Bad Hersfeld 21. 09. 2013

Zeugnis

Zum Schluß eines dauernden Arbeitsverhältnisses kann der Arbeitnehmer vom Arbeitgeber ein schriftliches Zeugnis verlangen. Der Arbeitgeber ist dabei zu einer wohlwollenden Beurteilung seines Arbeitnehmers, aber auch zur Ehrlichkeit verpflichtet.

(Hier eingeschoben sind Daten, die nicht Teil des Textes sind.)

PR #114, opened 2024-12-17
Edits for vso integration

michaelcfanning:
- BUG: Mark `SecretMasker(SecretMasker)` copy contructor as protected to make it callable by derived classes.
- FPS: Update `SEC101/127.UrlCredentials` regex to not fire on use of colon within URL path component.
- BUG: Mark `SecretMasker.LiteralEncoders`, `SecretMasker.EncodedSecretLiterals` and `SecretMasker.ExplicitlyAddedSecretLiterals` as public

### DIFF
--- a/GeneratedRegexPatterns/MediumConfidenceSecurityModels.json
+++ b/GeneratedRegexPatterns/MediumConfidenceSecurityModels.json
@@ -20,7 +20,7 @@
     "DetectionMetadata": "HighEntropy, MediumConfidence"
   },
   {
-    "Pattern": "(ftps?|https?):\\/\\/(?:[^:@]+):(?<refine>[^:@?]+)@",
+    "Pattern": "(ftps?|https?):\\/\\/(?<refine>[^:@\\/]+:[^:@?\\/]+)@",
     "Id": "SEC101/127",
     "Name": "UrlCredentials",
     "Signatures": [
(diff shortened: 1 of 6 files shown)


rwoll (approved):

GeneratedRegexPatterns/MediumConfidenceSecurityModels.json
```diff
@@ -20,7 +20,7 @@
     "DetectionMetadata": "HighEntropy, MediumConfidence"
   },
   {
-    "Pattern": "(ftps?|https?):\\/\\/(?:[^:@]+):(?<refine>[^:@?]+)@",
+    "Pattern": "(ftps?|https?):\\/\\/(?<refine>[^:@\\/]+:[^:@?\\/]+)@",
```
rwoll, line 23: FYI, this is technically a valid URL: `https://httpbin.org/anything/a:b:c` and will route to the path `/anything/a:b:c`. See response when you visit that URL.

rwoll: See also: `https://httpbin.org/anything/https://foo:bar@example.com` which will also match and route. (Though, these are enough of an edge case where that's acceptable and likely desired.)

nguerrera (approved):

GeneratedRegexPatterns/MediumConfidenceSecurityModels.json
michaelcfanning: Oof. Yes. It is just this sort of nuance and complexity that makes it hard to develop patterns that work for all scenarios. :) I think we'll go with this and perhaps revisit in the future.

Weil ein Arbeitszeugnis einerseits wohlwollend, andererseits aber auch ehrlich sein muss, muss es alle wesentlichen Tatsachen und Bewertungen enthalten, die für die Gesamt-beurteilung des Arbeitnehmers von Bedeutung und für den Dritten von berechtigtem Interesse sind. Die Rücksichtnahme auf den Arbeitnehmer endet dort, wo sich das Interesse des künftigen Arbeitgebers an der Richtigkeit des Zeugnisses aufdrängt und das Verschweigen bestimmter Vorkommnisse zu einem falschen Eindruck vom Bewerber führen würde. Dem Gebot der Wahrheit ist also die Priorität einzuräumen.
Zwei Arten von Beurteilung
Es ist zu unterscheiden zwischen dem einfachen und dem qualifizierten Zeugnis. Das ein-fache Zeugnis ist nur eine Bestätigung des Arbeitgebers über Art und Dauer der Beschäftigung. Es enthält keine Aussagen über Leistung und Führung des Arbeitnehmers, sondern soll dem Arbeitnehmer nur beim Arbeitgeberwechsel einen lückenlosen Nachweis über seine bisherige fachspezifische Tätigkeit ermöglichen.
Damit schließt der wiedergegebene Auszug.